▸ Exercise inputs:
======

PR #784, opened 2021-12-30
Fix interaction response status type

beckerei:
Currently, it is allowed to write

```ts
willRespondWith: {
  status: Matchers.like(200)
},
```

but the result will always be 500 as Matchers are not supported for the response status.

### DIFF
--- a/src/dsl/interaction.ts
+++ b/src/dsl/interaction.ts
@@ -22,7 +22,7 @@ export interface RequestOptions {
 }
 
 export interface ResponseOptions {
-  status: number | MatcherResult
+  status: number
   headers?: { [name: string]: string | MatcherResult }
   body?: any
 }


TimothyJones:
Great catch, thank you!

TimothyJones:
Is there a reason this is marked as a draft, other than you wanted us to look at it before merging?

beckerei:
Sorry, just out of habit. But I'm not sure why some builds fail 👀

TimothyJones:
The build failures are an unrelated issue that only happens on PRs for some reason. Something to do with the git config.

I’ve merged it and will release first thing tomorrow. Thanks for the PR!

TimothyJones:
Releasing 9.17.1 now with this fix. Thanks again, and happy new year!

======

▸ Task requirements:
Would you please repeat all the entries exactly as written?

▸ Solution for this task:
PR #784, opened 2021-12-30
Fix interaction response status type

beckerei:
Currently, it is allowed to write

```ts
willRespondWith: {
  status: Matchers.like(200)
},
```

but the result will always be 500 as Matchers are not supported for the response status.

### DIFF
--- a/src/dsl/interaction.ts
+++ b/src/dsl/interaction.ts
@@ -22,7 +22,7 @@ export interface RequestOptions {
 }
 
 export interface ResponseOptions {
-  status: number | MatcherResult
+  status: number
   headers?: { [name: string]: string | MatcherResult }
   body?: any
 }


TimothyJones:
Great catch, thank you!

TimothyJones:
Is there a reason this is marked as a draft, other than you wanted us to look at it before merging?

beckerei:
Sorry, just out of habit. But I'm not sure why some builds fail 👀

TimothyJones:
The build failures are an unrelated issue that only happens on PRs for some reason. Something to do with the git config.

I’ve merged it and will release first thing tomorrow. Thanks for the PR!

TimothyJones:
Releasing 9.17.1 now with this fix. Thanks again, and happy new year!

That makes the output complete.